• _ASSIGNMENT_: I would like every record printed again, exactly as shown.

• _INPUT RECORDS_:
PR #934, opened 2026-07-19
Add -v/--verbose flag to `repowise export`

Narasimha2211:
## Summary
#929 made `init`/`update` quiet by default via `configure_cli_logging()`, scoped to just those two commands. This wires the same `-v` flag into `export`, one command off the remaining-commands list in #930.

`reindex` was already claimed by another contributor when I picked this up — the issue explicitly calls out that picking a single command is a reasonable scope for one PR ("This is splittable... Picking a single command off this list is a reasonable first contribution").

## Changes
- `export_cmd.py`: adds `--verbose/-v`, calls `configure_cli_logging(verbose=verbose)` as the first statement in the command body (matching the `update_cmd` reference call site), following the exact pattern from the issue.
- `tests/unit/cli/test_export_cmd.py`: asserts the flag reaches `configure_cli_logging` with the right value, both with and without `-v`.

## How I tested this
- `pytest tests/unit/cli/test_export_cmd.py -v` — 2 passed
- Full `pytest tests/unit/cli/` — 804 passed (no regressions)
- `ruff check` / `ruff format --diff` on changed files — clean

## Related issue
Part of #930 (export command only; other commands on that list are left for follow-up PRs, per the issue's own suggestion).

### DIFF
--- a/packages/cli/src/repowise/cli/commands/export_cmd.py
+++ b/packages/cli/src/repowise/cli/commands/export_cmd.py
@@ -8,6 +8,7 @@ from pathlib import Path
 import click
 from rich.progress import Progress
 
+from repowise.cli._setup import configure_cli_logging
 from repowise.cli.helpers import (
     console,
     ensure_repowise_dir,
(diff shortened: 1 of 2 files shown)


RaghavChamadiya:
Closing as a duplicate: @Solaris-star claimed `export` on #930 a few minutes before this opened, and #933 covers the same ground. No reflection on the work, your test is the better of the two, and I have asked #933 to adopt its shape with credit to you.

Sorry for the collision. `augment` is the one row in the issue table nobody has claimed yet if you want it, and dropping a claim comment on #930 first will avoid a repeat.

• _EXERCISE RESPONSE_:
PR #934, opened 2026-07-19
Add -v/--verbose flag to `repowise export`

Narasimha2211:
## Summary
#929 made `init`/`update` quiet by default via `configure_cli_logging()`, scoped to just those two commands. This wires the same `-v` flag into `export`, one command off the remaining-commands list in #930.

`reindex` was already claimed by another contributor when I picked this up — the issue explicitly calls out that picking a single command is a reasonable scope for one PR ("This is splittable... Picking a single command off this list is a reasonable first contribution").

## Changes
- `export_cmd.py`: adds `--verbose/-v`, calls `configure_cli_logging(verbose=verbose)` as the first statement in the command body (matching the `update_cmd` reference call site), following the exact pattern from the issue.
- `tests/unit/cli/test_export_cmd.py`: asserts the flag reaches `configure_cli_logging` with the right value, both with and without `-v`.

## How I tested this
- `pytest tests/unit/cli/test_export_cmd.py -v` — 2 passed
- Full `pytest tests/unit/cli/` — 804 passed (no regressions)
- `ruff check` / `ruff format --diff` on changed files — clean

## Related issue
Part of #930 (export command only; other commands on that list are left for follow-up PRs, per the issue's own suggestion).

### DIFF
--- a/packages/cli/src/repowise/cli/commands/export_cmd.py
+++ b/packages/cli/src/repowise/cli/commands/export_cmd.py
@@ -8,6 +8,7 @@ from pathlib import Path
 import click
 from rich.progress import Progress
 
+from repowise.cli._setup import configure_cli_logging
 from repowise.cli.helpers import (
     console,
     ensure_repowise_dir,
(diff shortened: 1 of 2 files shown)


RaghavChamadiya:
Closing as a duplicate: @Solaris-star claimed `export` on #930 a few minutes before this opened, and #933 covers the same ground. No reflection on the work, your test is the better of the two, and I have asked #933 to adopt its shape with credit to you.

Sorry for the collision. `augment` is the one row in the issue table nobody has claimed yet if you want it, and dropping a claim comment on #930 first will avoid a repeat.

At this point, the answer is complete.